PR #1547, opened 2019-07-08
Add membership fee store

gbirke:
Add membership fee store. It is very similar to `payment`, but with
different defaults (payment type preselected and valid because we don't
have a payment type selection until
https://phabricator.wikimedia.org/T147400 is active) and no
initialization (beause that doesn't make sense in the context of
memberships).
Add setting interval validity because membership has no default
interval.


skins/laika/src/store/membership_fee/index.ts
```diff
@@ -0,0 +1,31 @@
...
+
+export default function (): Module<Payment, any> {
+	const state: Payment = {
+		validity: {
+			fee: Validity.INCOMPLETE,
+			interval: Validity.INCOMPLETE,
+			type: Validity.VALID,
+		},
+		values: {
+			fee: '', // membership fee in cents
```
tzhelyazkova: how about we name it `feeInCents`?

skins/laika/src/store/membership_fee/index.ts
```diff
@@ -0,0 +1,31 @@
+import { Module } from 'vuex';
+import { Payment } from '@/view_models/Payment';
+import { Validity } from '@/view_models/Validity';
+import { actions } from '@/store/payment/actions';
+import { getters } from '@/store/payment/getters';
+import { mutations } from '@/store/payment/mutations';
+
```
tzhelyazkova: all these paths should be `membership_fee` instead of `payment`

skins/laika/tests/unit/store/membership_fee_store.spec.ts
```diff
@@ -0,0 +1,315 @@
...
+			};
+			const action = actions.markEmptyValuesAsInvalid as any;
+			action( context );
+			expect( context.commit ).toBeCalledWith(
+				'MARK_EMPTY_FIELDS_INVALID'
+			);
+		} );
+	} );
+
+	describe( 'Actions/setInterval', () => {
```
tzhelyazkova: I think the two tests here can be combined into one like in 
https://github.com/wmde/FundraisingFrontend/blob/wmde19/skins/laika/tests/unit/store/bankdata_store.spec.ts#L156

skins/laika/src/store/membership_fee/index.ts
gbirke: Thanks for pointing it out, I also like to use code instead of comments. I won't update it now since I'll be working on the banner, but feel free to change it in subsequent PRs.

PR #1548, opened 2019-07-08
Missing unit tests

tzhelyazkova:
This PR adds some missing unit tests.
There are some more which are missing but since other things seem to have gotten priority let's merge this and continue with the rest (Address component and donation address store) in a different PR

### DIFF
--- a/skins/laika/tests/unit/components/pages/donation_form/AddressType.spec.ts
+++ b/skins/laika/tests/unit/components/pages/donation_form/AddressType.spec.ts
@@ -1,0 +1,24 @@
+import { mount, createLocalVue } from '@vue/test-utils';
+import AddressType from '@/components/pages/donation_form/AddressType.vue';
+import Buefy from 'buefy';
+
+const localVue = createLocalVue();
+localVue.use( Buefy );
+
+describe( 'AddressType.vue', () => {
+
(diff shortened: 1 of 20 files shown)


skins/laika/tests/unit/components/pages/donation_form/AddressType.spec.ts
```diff
@@ -0,0 +1,26 @@
...
+				},
+			} ),
+			event = 'address-type',
+			company = wrapper.find( '#company' );
+		company.trigger( 'change' );
+		const person = wrapper.find( '#personal' );
+		person.trigger( 'change' );
+		const anon = wrapper.find( '#anonymous' );
+		anon.trigger( 'change' );
+		expect( wrapper.emitted( event ) ).toHaveLength( 3 );
```
gbirke: You _could_ check if the events submitted the right type data, but having at least the basic event handling checked is better than nothing.

tzhelyazkova: Good that you mentioned that, because when I added those assertions I realized triggering a change event doesn't work for radio buttons. You have to trigger a click event, even though the component is triggering a change 🤷‍♀

PR #1549, opened 2019-07-08
Add minimumAmount property to AmountSelection

gbirke:
This is for the membership page, where some choices need to be inactive
if the interval*amount is below the yearly minimum amount.

The server does the actual validation, minimumAmount is a property that
only affects the component behavior/display.


gbirke:
> Shouldn't this PR also contain the updated `Adress.vue` components in donation and membership where this property is passed? 🤔

It was a small change I could do while waiting for the review on #1544  
I'll create the membership address component and then cherry-pick this commit and close the PR.

The payment component in donation needs no change because `minimumAmount` has a default value of 0.

PR #1550, opened 2019-07-11
Add missing membership address form specifics

tzhelyazkova:

- [x] Choosing "Firma" disables the membership type option "Aktive Mitgliedschaft".
- [x] Passing the membership type in the URL (type=sustaining) sets the given type and hides the membership type options.
- [x] Populate address fields if the address data is available on render
- [x] Populate email and pre-set address type if available on render

### DIFF
--- a/app/Controllers/ApplyForMembershipController.php
+++ b/app/Controllers/ApplyForMembershipController.php
@@ -36,10 +36,7 @@ class ApplyForMembershipController {
 		$params = [
 			'urls' => Routes::getNamedRouteUrls( $ffFactory->getUrlGenerator() )
 		];
-
-		if ( $httpRequest->query->get( 'type' ) === 'sustaining' ) {
-			$params['showMembershipTypeOption'] = false;
-		}
+		$params['showMembershipTypeOption'] = ( $httpRequest->query->get( 'type' ) === 'sustaining' ? false : true );
 
 		$useCase = $ffFactory->newGetDonationUseCase( $httpRequest->query->get( 'donationAccessToken', '' ) );
 		$responseModel = $useCase->showConfirmation(
--- a/app/Controllers/ApplyForMembershipController.php
+++ b/app/Controllers/ApplyForMembershipController.php
@@ -36,7 +36,7 @@ class ApplyForMembershipController {
 		$params = [
 			'urls' => Routes::getNamedRouteUrls( $ffFactory->getUrlGenerator() )
 		];
-		$params['showMembershipTypeOption'] = ( $httpRequest->query->get( 'type' ) === 'sustaining' ? false : true );
+		$params['showMembershipTypeOption'] = $httpRequest->query->get( 'type' ) !== 'sustaining';
 
 		$useCase = $ffFactory->newGetDonationUseCase( $httpRequest->query->get( 'donationAccessToken', '' ) );
 		$responseModel = $useCase->showConfirmation(
--- a/skins/laika/src/components/pages/membership_form/Address.vue
+++ b/skins/laika/src/components/pages/membership_form/Address.vue
@@ -2,7 +2,7 @@
 	<div id="addressForm" class="column is-full">
 		<div class="has-margin-top-18">
 			<h1 class="title is-size-1">{{ $t( 'donation_form_section_address_title' ) }}</h1>
-			<address-type :initial-value="addressTypeFromName(initialFormValues.addressType)" v-on:address-type="setAddressType( $event )"></address-type>
+			<address-type :initial-value="initialFormValues.addressType | addressTypeFromName" v-on:address-type="setAddressType( $event )"></address-type>
 		</div>
 		<h1 class="has-margin-top-36 title is-size-5">{{ $t( 'donation_form_section_address_title' ) }}</h1>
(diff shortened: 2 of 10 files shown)


gbirke:
A general comment: the data for the last 2 TODOs is available in the template (`applicationVars` in the entry point):
`showMembershipTypeOption` to decide if the membership type should be shown
`initialFormValues` contains the address data.

skins/laika/src/components/pages/membership_form/MembershipType.vue
```diff
@@ -46,6 +49,22 @@ export default Vue.extend( {
...
+			get: function () {
+				return AddressTypeModel;
+			},
+		},
+		...mapGetters( NS_MEMBERSHIP_ADDRESS, [ 'addressType' ] ),
+		isActiveTypeDisabled: {
+			get: function () {
+				if ( this.$store.getters[ NS_MEMBERSHIP_ADDRESS + '/addressType' ] === AddressTypeModel.COMPANY ) {
+					this.$data.selectedType = MembershipTypeModel.SUSTAINING;
+					this.setType();
```
gbirke: Please don't do a computed property with side effects. At least in my understanding of Vue, computed properties should only return values. Also, they are cached, so we can only kind-of rely on the change.

A better (or at least more explicit) approach IMHO would be to create a `mounted` handler where you add a watcher to the store. See https://dev.to/viniciuskneves/watch-for-vuex-state-changes-2mgj#vuex-watch for a code example and explanation

app/Controllers/ApplyForMembershipController.php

··········

Try it: Scan the material above line by line and report how many lines contain the word "addressTypeFromName", nothing further.

Result of this task: 2